A women’s prison local to LPC has been dubbed the “rape club” after years of rampant sexual abuse within the facility was uncovered by authorities. Of a prison population of 605, a handful of the incarcerated women were taught by LPC’s own.
On April 15, the Federal Bureau of Prisons (BOP) announced that the Federal Correctional Institution in Dublin – a low-security federal prison for female inmates known as FCI Dublin – would be shut down for the foreseeable future.
LPC’s Rising Scholars Program, which is part of a larger Rising Scholars Network across California, provides educational services and opportunities for incarcerated women. For the past several years, Las Positas professors have taught student-inmates at FCI Dublin.
In 2021, the FBI launched an investigation into the prison. Eight FCI employees were charged with sexually abusing inmates. In March of this year, the FBI raided the facility. After the prison was confronted with nearly 60 lawsuits from women incarcerated there and a class-action lawsuit alleging sexual assault and retaliation for reporting incidents from guards and other prison officials, the Federal Bureau of Prisons took further action.
According to the BOP, the closure of FCI Dublin would be temporary. For the 203 employees of FCI Dublin, BOP stated nobody would lose their jobs. However, for the 605 incarcerated women, this closure of FCI Dublin meant that a majority of them have since been transferred via bus to high-security prisons across the country. With inmates being transferred away from their families and temporarily barred from video-visits, the life they knew at FCI Dublin was effectively upended.
This includes all of the women participating in LPC’s Rising Scholars program. Inevitably, the situation at FCI Dublin would ultimately lead the program and the education of the inmates to an abrupt halt.

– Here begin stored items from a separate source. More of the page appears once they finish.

PR #2296, opened 2022-05-25
Text wrapping edgecase

### LINKED ISSUE #2273: [BUG] Text wrapping edge case
Discovered a possible edge case with text wrapping, probably connected to when a "word" is greater than the available width.

Consider the following:

```python
console.print("Hello, World...123 ", width=10)
```

This produces:

```
Hello, Wor
ld...123
```

I think this occurs because "World...123" doesn't fit in to 10 characters, so folds on to the next line.

I would expect there to be an additional new line after the Hello, like this:

```
Hello,
World...12
3
```

darrenburns:
## Type of changes

- [x] Bug fix
- [ ] New feature
- [ ] Tests
- [ ] Other

## Checklist

## Description

Fixes #2273


DrBenton (approved):
Well done! :detective:

rich/cells.py
```diff
@@ -115,7 +115,7 @@ def chop_cells(text: str, max_size: int, position: int = 0) -> List[str]:
     characters = [
         (character, _get_character_cell_size(character)) for character in text
     ]
-    total_size = position + 1
+    total_size = position
```
DrBenton, line 118: Always feels good to remove such occurrences of `+ 1` - they always feel a bit too magical, right? :smile: 
(and often not the right kind of magic :crystal_ball: :mage: :japanese_ogre: )

DrBenton (approved):

willmcgugan (approved):
LGTM

willmcgugan:
The system failed for this PR. I'm pretty I merged a failing test.

PR #2302, opened 2022-05-26
Add support to control pytest test, verbosity and coverage

tomers:
## Type of changes

- [ ] Bug fix
- [X] New feature
- [ ] Tests
- [ ] Other

## Checklist

- [] I've updated CHANGELOG.md and CONTRIBUTORS.md where appropriate. --> I've added it in earlier PR
- [] I've added tests for new code. --> Infra change. No need for added tests

## Description

Added ability to control which tests are executed (all by default), in what verbosity level to run (`-vv` by default), and whether to run code coverage (run coverage by default) when running `make test`.

Example:
```
$ make test VERBOSE=1 COVERAGE=0 TEST_KW=test_highlight_iso8601_regex
```

### DIFF
--- a/Makefile
+++ b/Makefile
@@ -1,5 +1,13 @@
+TEST_KW?=
+VERBOSE?=1
+COVERAGE?=1
+
 test:
-	TERM=unknown pytest --cov-report term-missing --cov=rich tests/ -vv
+	TERM=unknown pytest \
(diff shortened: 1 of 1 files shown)


willmcgugan:
Doesn't seem like much of an improvement over copying the command. And it's not very discoverable. Thanks anyway.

LPC partnered with FCI Dublin back in 2020 in a project called the Las Positas College’s Adult Education Project — now titled Noncredit Business Academy — bringing seven college courses to inmates and the opportunity to complete two certificates in Small Business Management and Customer Service.
By the fall of 2021, LPC had launched the Women’s Business Initiative with the BOP. The initiative enlisted selected inmates and provided them the opportunity to pursue an Associate’s degree in Business Administration. This allowed students in the facility to gain skills required for transfer – with credits pertaining specifically to business – to California’s public university systems and other higher education institutions.

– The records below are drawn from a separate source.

PR #2330, opened 2022-06-07
Substituting plain headed box when show_header=False on Table

### LINKED ISSUE #2312: [BUG] If `show_header=False` the next row will have the header border style
img

darrenburns:
## Type of changes

- [x] Bug fix
- [ ] New feature
- [ ] Tests
- [ ] Other

## Checklist

## Description

Ensure that if the user passes `show_header=False` to `Table`, then we don't use a `Box` which assumes the first row is a header row.

(Note the examples below aren't of the _exact_ same table, only the first row of the box is relevant anyway)

### After
The first line is smooth because `show_header=False`, so the box used was updated to one that doesn't use different header edges.

image

### Before
The first line uses thicker lines, because the HEAVY_HEAD box is used by default, even though there's no header.

image

Fixes #2312


.pre-commit-config.yaml
```diff
@@ -14,7 +14,6 @@ repos:
       - id: check-yaml
       - id: end-of-file-fixer
       - id: mixed-line-ending
-      - id: trailing-whitespace
```
darrenburns, line 17: This incorrectly removed some whitespace inside a multiline string (inside a `Box`), which led to errors.

Issue #504, opened 2020-12-16
Line width of logs is highly truncated on Jupyter Lab


Tzeusy:
Running with the RichHandler() in Jupyter Lab runs into issues where the output does not seem to be able to access the full width of the Jupyter terminal, while the original logging stream handler performs fine.

I've tried messing with the available params for RichHandler() but none of them seem to solve the issue (in this screenshot you can see I've tried `traceback_width`.

![image](https://user-images.githubusercontent.com/21179283/102292266-c7c67280-3f7f-11eb-9801-d351178ce7f9.png)

**To Reproduce** 
Sample code:
```
import sys
import logging
from rich.logging import RichHandler

logger = logging.getLogger()

formatter = logging.Formatter('%(asctime)s - %(name)s:%(lineno)d - %(levelname)s - %(message)s')
shandler = logging.StreamHandler(sys.stdout)
shandler.setFormatter(formatter)
logger.addHandler(shandler)
logger.addHandler(RichHandler(highlighter=None, rich_tracebacks=True, tracebacks_show_locals=True, tracebacks_width=300, locals_max_string=100))
logger.setLevel(logging.INFO)

logger.info("This is a line that is 168 characters long"*4)

# Traceback box also gets truncated
try:
    1/0
except:
    logger.exception("Error! A really long error message that describes the problem...")
```

**Platform**
Chrome

willmcgugan:
Rich has no way to know how wide the browser is and has to render content with a fixed width. In a terminal it will extend to the full available width.

If you really want to use the logging handler in Jupyter, maybe set the time format to "%X" and disable the path display.

PR #2332, opened 2022-06-09
Allow Jupyter to vary width/height using COLUMNS/LINES

AntonyMilneQB:
## Type of changes

- [ ] Bug fix
- [x] New feature
- [ ] Tests
- [ ] Other

## Checklist

## Description

I'm opening this is a very small PR just to get initial feedback on whether it sounds like a good idea. If the response is positive then I will update tests as required.

`COLUMNS` and `LINES` environment-variables can already be used to set `Console._width` and `Console._height`: https://github.com/Textualize/rich/blob/51889e2e663bbda8d59b2a68f23322f578681cea/rich/console.py#L676-L683

However, these environment variables are ignored when using Jupyter. If `width` or `height` are not explicitly set in `__init__`  then rich assumes default values: https://github.com/Textualize/rich/blob/51889e2e663bbda8d59b2a68f23322f578681cea/rich/console.py#L658-L660

This PR makes it so that `COLUMNS` and `LINES` can be used to set `Console._width` and `Console._height` even when  `self.is_jupyter` is `True`. `width`/`height` arguments still take precedence over the environment variables, exactly the same as when outside Jupyter.

## Further context

We are very excited to start usubg this beautiful library in kedro, an open source data science pipeline framework (see https://github.com/kedro-org/kedro/issues/1464 if you're interested). A core part of that is to use the rich logging handler, which we love.

When the rich logging handler is used in Jupyter, the fixed width of 93 characters wraps messages too narrowly for our needs. This has been brought up before (https://github.com/Textualize/rich/issues/504 https://bytemeta.vip/repo/willmcgugan/rich/issues/1870 https://github.com/Textualize/rich/discussions/344). From these I understand that rich doesn't know the width of the screen in Jupyter and why another custom logger will not be added to the package. (Although I'm not sure exactly where the default value of `width = 93` comes from, and looking through git history couldn't answer this? Would be curious to know.) We also do not want users to need to supply a custom logging handler just to accommodate this case.

By making `COLUMNS` and `LINES` recognised in Jupyter, I think it would immediately address several people's requirements without any real extra complexity being added to rich. So this seems like an easy win to me, but I'm very happy to receive an explanation of what I've missed here if it's not a good idea!

### DIFF
--- a/rich/console.py
+++ b/rich/console.py
@@ -656,8 +656,8 @@ class Console:
 
         self.is_jupyter = _is_jupyter() if force_jupyter is None else force_jupyter
         if self.is_jupyter:
-            width = width or 93
-            height = height or 100
+            width = width or int(self._environ.get("COLUMNS", 93))
+            height = height or int(self._environ.get("LINES", 100))
 
         self.soft_wrap = soft_wrap
         self._width = width
--- a/rich/console.py
+++ b/rich/console.py
@@ -656,8 +656,10 @@ class Console:
 
         self.is_jupyter = _is_jupyter() if force_jupyter is None else force_jupyter
         if self.is_jupyter:
-            width = width or int(self._environ.get("COLUMNS")) or 93
-            height = height or int(self._environ.get("LINES")) or 100
+            jupyter_columns = self._environ.get("JUPYTER_COLUMNS", "")
+            width = width or (int(jupyter_columns) if jupyter_columns.isdigit() else 93)
+            jupyter_lines = self._environ.get("JUPYTER_LINES", "")
+            height = height or (int(jupyter_lines) if jupyter_lines.isdigit() else 100)
 
         self.soft_wrap = soft_wrap
         self._width = width
--- a/rich/console.py
+++ b/rich/console.py
@@ -72,6 +72,8 @@ if TYPE_CHECKING:
     from .live import Live
     from .status import Status
 
+JUPYTER_DEFAULT_COLUMNS = 115
+JUPYTER_DEFAULT_LINES = 100
 WINDOWS = platform.system() == "Windows"
 
 HighlighterType = Callable[[Union[str, "Text"]], "Text"]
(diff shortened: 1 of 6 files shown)


rich/console.py
```diff
@@ -656,8 +656,8 @@ def __init__(
 
         self.is_jupyter = _is_jupyter() if force_jupyter is None else force_jupyter
         if self.is_jupyter:
```
AntonyMilneQB, line 658: For anyone else puzzling over `self.legacy_windows`, which is subtracted from `width` in other places: this isn't needed at all here because `self.legacy_window = 0` when `self.is_jupyter == False`.

willmcgugan:
The default of `93` was chosen by experimenting with Jupyter Notebook. If I set it too high, it will scroll, too low and it wastes horizontal space. 93 was a compromise that fitted well on a mid-sized screen at the time.

The issue with using `COLUMNS` and `LINES` is that those env vars effect the terminal. You may not want to have the same value for used both terminal and notebook. Perhaps a dedicate `JUPYTER_COLUMNS` env var to target Jupyter specifically?

rich/console.py
```diff
@@ -656,8 +656,12 @@ def __init__(
...
-            width = width or 93
-            height = height or 100
+            jupyter_columns = self._environ.get("JUPYTER_COLUMNS", "")
```
AntonyMilneQB, line 659: N.B. this works the same way, but is written slightly differently, from how `COLUMNS`/`LINES` are handled in a couple of other places in the file, e.g.
```
columns = self._environ.get("COLUMNS")
        if columns is not None and columns.isdigit():
            width = int(columns)
```
The reason for this was to not overcomplicate the `if` with another conditional, given it's already following an `or`. I could change the other `COLUMNS`/`LINES` parts in this file to match what I've done here or vice versa.

tests/test_jupyter.py
```diff
@@ -3,5 +3,30 @@
 
 def test_jupyter():
     console = Console(force_jupyter=True)
-    assert console.width == 93
+    assert console.width == 115
+    assert console.height == 100
     assert console.color_system == "truecolor"
+
+
+def test_jupyter_columns_env():
```
AntonyMilneQB, line 11: These are heavily based on the console tests.

AntonyMilneQB:
Thanks for the comments @willmcgugan. This should be ready to review now. I played around for a while with both Jupyter notebook and lab and found that a width 115 seemed to work well even on a fairly small screen.

Two small questions on this file unrelated to this change:
1. I'm curious why you do "Copy of os.environ allows us to replace it for testing" rather than monkeypatching environment  variables in tests?
2. Currently you require both `COLUMNS` and `LINES` to be set for either one to have an effect. Is this intentional or would you accept a PR that made them independent? I want to set `COLUMNS` to something relatively high in CI (which is a dumb terminal so quite narrow by default) but also have to set `LINES` for this to have an effect currently. https://github.com/Textualize/rich/blob/51889e2e663bbda8d59b2a68f23322f578681cea/rich/console.py#L963

rich/console.py
```diff
@@ -656,8 +656,12 @@ def __init__(
...
+            width = width or (
+                int(jupyter_columns) if jupyter_columns.isdigit() else 115
```
willmcgugan, line 661: let's move these numbers to the module level as constants. Suggest `JUPYTER_DEFAULT_COLUMNS=115`

BTW Have you tested this on lab and notebook, and could you send screenshots so I can see it fits comfortably...

rich/console.py
willmcgugan: We're looking up `JUPYTER_COLUMNS` every time, even when `width` is non zero. 

Suggest structuring it so that it is clear we only use it when `width` is not set. i.e.

`if not width:`

willmcgugan (changes requested):

AntonyMilneQB:
@willmcgugan Thanks for the review. I've made the changes as requested.

Here's what a width of 115 looks like in Jupyter notebook:
image

And in Jupyter lab:
image

willmcgugan (approved):

AntonyMilneQB:
Thank you @willmcgugan! Do you have a rough idea of when this might be merged and when a new rich release would be? Thank you!

willmcgugan:
Should have a new release within a week.

willmcgugan:
Should have a new release within a week.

Both of these programs would be housed under the Rising Scholars program umbrella.
Kimberly Tomlinson is a professor of religious studies at LPC. In the midst of the COVID-19 pandemic in 2021, she volunteered to teach incarcerated students for a semester at FCI Dublin.

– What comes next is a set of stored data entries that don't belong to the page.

PR #2341, opened 2022-06-15
[syntax] add a `stylize_ranges` method to the Syntax class

### LINKED ISSUE #2329: Add stylised range support to Syntax
In order to support https://github.com/Textualize/rich/issues/2286 we will need to be able to add arbitrary ranges to Syntax.

A new API method to apply a style from (LINE A, COLUMN A) to (LINE B, COLUMN B).

DrBenton:
## Type of changes

- [ ] Bug fix
- [x] New feature
- [ ] Tests
- [ ] Other

## Checklist

## Description

With this new API we can apply a style from (LINE A, COLUMN A) to (LINE B, COLUMN B) - which is something we will need to be able to add arbitrary ranges to Syntax.

Fixes #2329


rich/syntax.py
```diff
@@ -193,6 +205,24 @@ def get_background_style(self) -> Style:
         return self._background_style
 
 
+class SyntaxPosition(NamedTuple):
```
DrBenton, line 208: I could have used a basic `Tuple[int, int]` for that, but I thought that some additional semantics (and reminding the user that line numbers start at 1 rather than 0 while we're here) could be nice?

rich/syntax.py
```diff
@@ -193,6 +205,24 @@ def get_background_style(self) -> Style:
...
+
+class SyntaxHighlightRange(NamedTuple):
+    """
+    A range to highlight in a Syntax object.
+    The default style, if none is provided, is to highlight the range in bold.
+    """
+
+    start: SyntaxPosition
+    end: SyntaxPosition
+    style: Style = Style(bold=True)
```
DrBenton, line 223: Not sure about that one - rather than having such an opinionated (and kinda abstract) default Style, maybe the Style should always be specified? :thinking:

DrBenton:
@willmcgugan @darrenburns I haven't updated the CHANGELOG yet, as I have some doubts about some parts of this PR - that's why I'm summoning you folks for a first review, so we can arbitrate together about some of these doubts :slightly_smiling_face:

DrBenton:
As discussed with @willmcgugan :
 - The feature should not be part of the constructor, but exposed as a dedicated `stylize_ranges` method
 - We should try to get better performance by avoiding the loop that goes through every character, by applying the ranges after the code has been split into several lines instead

DrBenton:
@willmcgugan I ended up opting for another approach: instead of operating on the code split in lines (which is a state we get only in some cases, such as displaying the line numbers) I kept my previous approach, but improved its performance: :fast_forward:  [75315fa](https://github.com/Textualize/rich/pull/2341/commits/75315fabc5fedbbd441078f9e8c93d75c96f4ccc)

The improvement comes from the function that returns a "code index" from a "code position" : e.g. for this code snippet the position _"line 3 / character 15"_ must be translated to index _"168"_:
```py
def loop_first_last(values: Iterable[T]) -> Iterable[Tuple[bool, bool, T]]:
    """Iterate and generate a tuple with a flag for first and last value."""
    iter_values = iter(values)
```
With the new implementation of this function, instead of iterating on every character of the code to be able to do this conversion I first store the length of each line of code in a list (which is rather cheap to do, as it's simple calls to `str.find()`), and then use that information to do the conversion.
(we need to do this conversion to be able to pass indexes to the `Text.stylize()` method)

By doing so, in order to stylise some parts of a 200 lines of code snippet (the content of _"rich/columns.py"_) I get a performance penalty that is rather low.
Performance with `%timeit` on a laptop that is doing other things in parallel is not perfect measurement of course :shrug: , but in this test rendering it with several stylised ranges takes 22.3ms in average, versus 21.6ms without stylised ranges:
Screenshot from 2022-06-16 16-20-46

DrBenton:
@willmcgugan I thought of a better way to calculate the index in the string from a line number and column index - and it seems to be a little bit more efficient as a result - the overhead of stylising ranges is now pretty minimal :slightly_smiling_face: [4d80b3a](https://github.com/Textualize/rich/pull/2341/commits/4d80b3a558239780d824ea69bb8718b81335f302)
Screenshot from 2022-06-17 09-26-23

rich/syntax.py
```diff
@@ -265,6 +295,7 @@ def __init__(
         self.padding = padding
 
         self._theme = self.get_theme(theme)
+        self._stylized_ranges: Sequence[SyntaxHighlightRange] = ()
```
willmcgugan, line 298: This can be a `List` now can't it?

rich/syntax.py
willmcgugan: I'd probably default to a plain tuple in `SyntaxHighlightRange` and name it when you unpack.

```python
start_col, start_row = syntax_highlight_range.start
```

rich/syntax.py
```diff
@@ -574,11 +665,8 @@ def _get_syntax(
             else self.code_width
         )
 
-        ends_on_nl = self.code.endswith("\n")
-        code = self.code if ends_on_nl else self.code + "\n"
-        code = textwrap.dedent(code) if self.dedent else code
-        code = code.expandtabs(self.tab_size)
-        text = self.highlight(code, self.line_range)
+        ends_on_nl, processed_code = self._get_processed_code(self.code)
```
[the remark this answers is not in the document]
willmcgugan: Agree, but I'd probably rename: you aren't just getting the processed code, you are doing the processing. Suggest `process_code`

willmcgugan (changes requested):
Clever solution!

However, I think we can do better at finding the line locations with a regex.

Consider the following:

```python
>>> import re
>>> [match.start() for match in re.finditer("^", "\nfoobar\nbazegg\n", flags=re.MULTILINE)]
[0, 1, 8, 15]
``` 

Otherwise, a few API requests. And would you mind posting a few examples and screenshots on the PR.

DrBenton:
@willmcgugan Thanks for your review! I'm goignto address your comments  :slightly_smiling_face:  

Regarding `re.finditer` I though of using it indeed, instead of implementing this stuff myself,;but I was afraid of a potential performance hit by using regular expressions instead of simple-and-stupid iterative string lookup.
I just did a quick comparison using `%timeit` (which the usual flaws of such a comparison), out of curiosity, and it seems that using `re` is a lot slower?
Screenshot from 2022-06-17 11-55-11

DrBenton:
> I don’t think that’s quite apples to apples. The regex will get the offsets within the code, not the lengths of the lines. I think it will replace 2 functions.

Sorry, I wasn't clear! `_get_lines_length` actually finds the offsets within the code too, and only does a quick additional step on top of it in order to convert this to "line lengths" (so offsets `[3, 8, 30]` become lengths `[3, 5, 22]`). 
But as this additional step is so trivial, `_get_lines_length` can be considered as really doing the same thing than the `re.finditer` approach - i.e. finding the positions of newline characters in the code :slightly_smiling_face:

DrBenton:
@willmcgugan I think I addressed your comments! If it looks good to you I'll add some documentation for this new feature next week :slightly_smiling_face: 
As a side effect, the code is more compact now that we extract the newline characters offsets with a one-liner:
Screenshot from 2022-06-17 16-42-39

rich/syntax.py
```diff
@@ -484,8 +520,28 @@ def tokens_to_spans() -> Iterable[Tuple[str, Optional[Style]]]:
...
+        Adds a custom style on a part of the code, that will be applied to the syntax display when it's rendered.
+        Line numbers are 1-based, while column indexes are 0-based.
+
+        Args:
+            style (Style): The style to apply.
+            start (Tuple[int, int]): The start of the range, in the form `[line number, column index]`.
+            end (Tuple[int, int]): The end of the range, in the form `[line number, column index]`.
+        """
+        self._stylized_ranges.append(
+            SyntaxHighlightRange(style=style, start=start, end=end)
```
willmcgugan, line 542: I think it is better to use positional args here. Granted keyword args are better for self-documenting code, but consistent ordering helps.

rich/syntax.py
```diff
@@ -484,8 +520,28 @@ def tokens_to_spans() -> Iterable[Tuple[str, Optional[Style]]]:
...
             if self.background_color is not None:
                 text.stylize(f"on {self.background_color}")
+
+        if self._stylized_ranges:
+            self._apply_stylized_ranges(code=code, text=text)
+
         return text
 
+    def stylize_range(
+        self, style: Style, start: SyntaxPosition, end: SyntaxPosition
```
willmcgugan, line 530: `style` should be a `StyleType` which is a union of a str and `Style`. The idea is that I can pass either `"bold red"` *or* a Style object.

You can convert a `StyleType` in to a `Style` by calling `console.get_style(style_type)`

rich/syntax.py
```diff
@@ -690,6 +743,81 @@ def _get_syntax(
...
+        Args:
+            code (str): Code to highlight.
+            text (Text): Text instance to apply the style to.
+        """
+        # N.B. using "\n" here is much faster than using metacharacters such as "^" or "\Z":
+        newlines_offsets = [
+            match.start() for match in re.finditer("\n", code, flags=re.MULTILINE)
+        ]
+        # Let's add outer boundaries at each side of the list:
+        newlines_offsets.insert(0, -1)
```
willmcgugan, line 760: Inserts at 0 are inefficient. Could you create the list in a single expression?

```python
newlines_offsets = [0, *(match.start ...), len(code)]
```

rich/syntax.py
```diff
@@ -690,6 +743,81 @@ def _get_syntax(
...
+        processed_code = (
+            textwrap.dedent(processed_code) if self.dedent else processed_code
+        )
+        processed_code = processed_code.expandtabs(self.tab_size)
+        return ends_on_nl, processed_code
+
+
+def _get_code_indexes_for_syntax_positions(
+    newlines_offsets: Sequence[int], positions: Sequence[SyntaxPosition]
+) -> Sequence[Optional[int]]:
```
willmcgugan, line 793: It's generally better to be strict with the return type. You're returning a list, so the return type should probably reflect that.

rich/syntax.py
```diff
@@ -690,6 +743,81 @@ def _get_syntax(
...
+        processed_code = code if ends_on_nl else code + "\n"
+        processed_code = (
+            textwrap.dedent(processed_code) if self.dedent else processed_code
+        )
+        processed_code = processed_code.expandtabs(self.tab_size)
+        return ends_on_nl, processed_code
+
+
+def _get_code_indexes_for_syntax_positions(
+    newlines_offsets: Sequence[int], positions: Sequence[SyntaxPosition]
```
willmcgugan, line 792: Does `positions` need to be a sequence?

AFAICT we only ever call this for 2 positions. I think it may make sense for this function to take a single `SyntaxPosition`, and the caller can call it twice.

rich/syntax.py
```diff
@@ -448,7 +484,7 @@ def highlight(
 
                 def line_tokenize() -> Iterable[Tuple[Any, str]]:
                     """Split tokens to one per line."""
-                    assert lexer
+                    assert lexer  # required to make MyPy happy
```
willmcgugan, line 487: For future devs, the comment should probably explain why. Suggest "we know lexer is not None at this point" or words to that effect.

tests/test_syntax.py
```diff
@@ -1,4 +1,3 @@
-# coding=utf-8
```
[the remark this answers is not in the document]
willmcgugan: It's Python 3 as well (https://docs.python.org/3/reference/lexical_analysis.html#encoding-declarations)

But the default is utf-8 so I don't know why this is there!

willmcgugan (changes requested):
Some API changes requested.

DrBenton:
@willmcgugan Thanks for your review! Hopefully I addressed all your comments there: [8e58adc](https://github.com/Textualize/rich/pull/2341/commits/8e58adcab0750406dac30fc22f3183d415c5a559) :slightly_smiling_face:  :crossed_fingers:

DrBenton:
@willmcgugan I removed the odd `-1` from the algorithm, and tested that it also passes successfully on empty code while I was there :slightly_smiling_face:  [b6a4cfa](https://github.com/Textualize/rich/pull/2341/commits/b6a4cfab5a707358fab31e995cc5024aeb76bee0)

willmcgugan (changes requested):
One request...

rich/syntax.py
```diff
@@ -690,6 +740,82 @@ def _get_syntax(
...
+                for match in re.finditer("\n", code, flags=re.MULTILINE)
+            ],
+            len(code) + 1,
+        ]
+
+        for stylized_range in self._stylized_ranges:
+            start = _get_code_index_for_syntax_position(
+                newlines_offsets, stylized_range.start
+            )
+            end = _get_code_index_for_syntax_position(
```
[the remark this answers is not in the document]
DrBenton: Right, we now clamp the column value to the end of the line :slightly_smiling_face: :  [6e63470](https://github.com/Textualize/rich/pull/2341/commits/6e634705b7ff493918080da7053b3127677440d8)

“It’s a lot of unknowns,” Tomlinson said. “I don’t know how far along they were or if they were even in the middle of a semester when the shutdown happened.”
Traci Peterson, LPC’s current Education Partnerships Project Manager, now handles the Rising Scholars program at LPC. She took up the role of her predecessor Emerald Templeton in January of this year after Templeton’s departure from LPC in September in 2023. Templeton had been the coordinator for the business program within the Rising Scholars program in partnership with FCI Dublin in 2020.
Peterson recalls what she observed while visiting Rising Scholar students in the Dublin facility.
“The students are amazing and so happy to be in the classes, and it was a really great experience,” she said. “We had plans, so it was really a disappointment, especially for the faculty. And of course, the students in the program are the ones who lose out the most by the closure of FCI Dublin.”
Before its closure almost a month ago, the program planned to have Kevin Harral, LPC’s Director of Financial Aid, as a guest speaker for the incarcerated students.
“He was going to talk to the students about financial aid opportunities and we were hoping that our students could apply for Pell grants so it could pay for tuition,” Peterson said.
In July 2023, all incarcerated students in California and throughout the country became eligible for federal Pell Grants.
There were even talks about doing graduation ceremonies for the students within the Rising Scholars program.
In regards to finding another facility, there are no other women’s federal prisons within the Bay Area. “There’s only 122 federal prisons in the country,” Peterson added. “I don’t think there’s one nearby, but we’re going to do the work we’re called to do wherever it is, we’ll figure it out.”
The program has the entire summer to prepare itself for the chance to support FCI Dublin upon its reinstatement or another facility, possibly within the next year.
On the program’s future, Peterson said, “Right now we’re really trying to focus on a couple areas so in the next year we can really build up a program that we’re proud of that will still serve those people that need the services.”
”Even though now FCI Dublin is closed, we’re just getting started. We have a new Rising Scholars grant, we’re excited and we’re ready to go.”
On May 1, BOP spokesman Scott Taylor said, “No women are remaining at FCI Dublin.”
It is currently unknown when the facility will reopen, and if inmates — especially those who were on track to acquire their certificate or associate degree from LPC’s Rising Scholars program — would ever return, if at all.